Turkeys aren't like deer..they do look up..


----------



## six (Jan 2, 2012)

Check your local game laws.  It's illegal in some states, Alabama being one of them If I remember right.

My personal opinion is that turkey hunting from a tree stand would be a disadvantage.


----------



## nhancedsvt (Jan 3, 2012)

Dead Eye Eddy is that you?


----------



## Jody Hawk (Jan 3, 2012)

Laugh all you want but there's been several times over the past few years when my buddies sat at home during a rainy morning and I sat in a box blind overlooking a food plot. It sure ain't my favorite way to hunt turkeys but at least I got to hunt and didn't get soaked in the process.


----------



## swashmore (Jan 7, 2012)

Once you get in that stand and hear one gobbling off in the distance it will be all you can do to keep yourself from jumping out of the stand to go after him. The best part of turkey hunting is chasing a gobbler then making your setup - sitting on the ground listening to that gobbler hammer at your calls while waiting to see that blood red head bobbing through the woods searching for his "hen"! I can't wait!!!


----------



## Thunderbeard (Jan 7, 2012)

swashmore said:


> Once you get in that stand and hear one gobbling off in the distance it will be all you can do to keep yourself from jumping out of the stand to go after him. The best part of turkey hunting is chasing a gobbler then making your setup - sitting on the ground listening to that gobbler hammer at your calls while waiting to see that blood red head bobbing through the woods searching for his "hen"! I can't wait!!!

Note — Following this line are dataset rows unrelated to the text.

PR #42, opened 2016-08-05
ENH: Import urls from qiime.sdk

jakereps:
Utilizes API provided by qiime2/qiime2/issues/80

**Tests depend on either a new QIIME 2 release to conda or swapping QIIME 2 to fetch from the GitHub master branch.**

### DIFF
--- a/.travis.yml
+++ b/.travis.yml
@@ -8,8 +8,9 @@ before_install:
   - ./miniconda.sh -b
   - export PATH=/home/travis/miniconda3/bin:$PATH
 install:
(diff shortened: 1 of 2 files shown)


jairideout:
👍 

The tests are failing because travis is installing the release version of QIIME 2. Can you update .travis.yml to install the latest development version of the framework? Probably makes sense as a separate commit.

jakereps:
Thanks @jairideout, was just about to ping the Slack to ask which one would be a better way to go! Should be good to go!

jairideout:
Thanks @jakereps!

PR #43, opened 2016-08-08
ENH: support discovery of plugin citations and user support text

gregcaporaso:
Here's what this looks like...

``qiime info`` tells you how to access all citations:

screenshot 2016-08-08 13 33 45

which looks like the following: 

screenshot 2016-08-08 13 02 53

(A little bit ugly, but it's a big text dump so I don't really know how to get around it. We can optionally present subsets to the user in the future.)

Calling ``--help`` on a plugin also presents the citation, the website, and how to get help:

screenshot 2016-08-08 13 32 56


gregcaporaso:
This will fail, pending 2.0.2 release of the framework.

PR #46, opened 2016-08-10
Refactor

ebolyen:
Basically a complete rewrite of the generated parts.

@gregcaporaso @jairideout can you review?


q2cli/handlers.py
```diff
@@ -0,0 +1,207 @@
...
+    def get_click_options(self):
+        yield click.Option(
+            ['--' + self.normalized_name],
+            type=click.Path(exists=False, dir_okay=True, file_okay=False),
+            help='Output unspecified results to a directory')
+
+    def get_value(self, arguments, fallback=None):
+        def fallback_(name, normalized_name):
+            path = self._locate_value(arguments, fallback=fallback)
+            os.makedirs(path)
```
ebolyen: This isn't quite working, it is getting called for each output, which `os.makedirs` doesn't like very much...

q2cli/commands.py
```diff
@@ -0,0 +1,173 @@
...
+            handler = self.generated_handlers[name]
+
+            try:
+                value = handler.get_value(kwargs, fallback=fallback)
+            except q2cli.handlers.ValueNotFoundException:
+                click.echo(_OUTPUT_OPTION_ERR_MSG, err=True)
+                click.get_current_context().exit(1)
+
+            if not value.endswith(self.extension):
+                value += self.extension
```
ebolyen: This can be removed now. `ResultHandler.get_value()` does this already.

q2cli/__main__.py
```diff
@@ -0,0 +1,24 @@
...
+# Entry point for CLI
+@click.command(cls=q2cli.commands.RootCommand, invoke_without_command=True,
+               no_args_is_help=True)
+@click.option('--version', is_flag=True, callback=q2cli.info.echo_version,
+              help='Print the version and exit.', expose_value=False)
+def cli():
+    pass
+
+if __name__ is '__main__':
+    cli()
```
ebolyen: The reason for moving the entry-point into this file is we can call:

```bash
python -m q2cli info
```
Which might be useful if a user's environment is totally screwed up.

A `__main__` file is also a pretty obvious place to start looking if you are trying to understand a codebase, so it also felt more natural.

q2cli/commands.py
```diff
@@ -0,0 +1,169 @@
...
+        handler_map = collections.OrderedDict([
+            ('inputs', q2cli.handlers.ArtifactHandler),
+            ('parameters', q2cli.handlers.parameter_handler_factory),
+            ('outputs', functools.partial(q2cli.handlers.ResultHandler,
+                                          self.extension))
+        ])
+
+        for group_type, constructor in handler_map.items():
+            grp = getattr(self.action.signature, group_type)
+            for name, (semtype, _) in sorted(grp.items(), key=lambda x: x[0]):
```
ebolyen: Add back comment indicating to remove sorted when `Signature` preserves API order.

q2cli/handlers.py
```diff
@@ -0,0 +1,214 @@
...
+        super().__init__(name, prefix='m_')
+        self.click_name += '_file'
+
+    def get_click_options(self):
+        yield click.Option(['--' + self.normalized_name],
+                           type=click.Path(exists=True, dir_okay=False),
+                           help='Metadata mapping file')
+
+    def get_value(self, arguments, fallback=None):
+        value = self._locate_value(arguments, fallback)
```
ebolyen: rename to path

q2cli/handlers.py
```diff
@@ -0,0 +1,214 @@
...
+        return qiime.Metadata.load(value)
+
+
+class MetadataCategoryHandler(Handler):
+    def __init__(self, name):
+        self.name = name
+        self.click_names = ['m_%s_file' % name, 'm_%s_category' % name]
+        self.normalized_names = [
+            q2cli.util.normalize_name(n) for n in self.click_names]
+        self.normalize_name = self.normalized_names[0]
```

Yes.....I cant wait either.


----------



## gobble79 (Jan 8, 2012)

I have killed several from ladder stands and all came to call gobbling just like sitting on ground.  None of them saw me.  I don't go out and just sit in a tree but if I am working a bird and happen by one of my stands and think it is a better option, I do not hesitate and have success doing it.


----------



## Maduro on Point (Jan 11, 2012)

Mongo you are not going to have time to be in a tree stand! You will be busy carry my decoys, and picking up the birds!! Just about two months down the road!


----------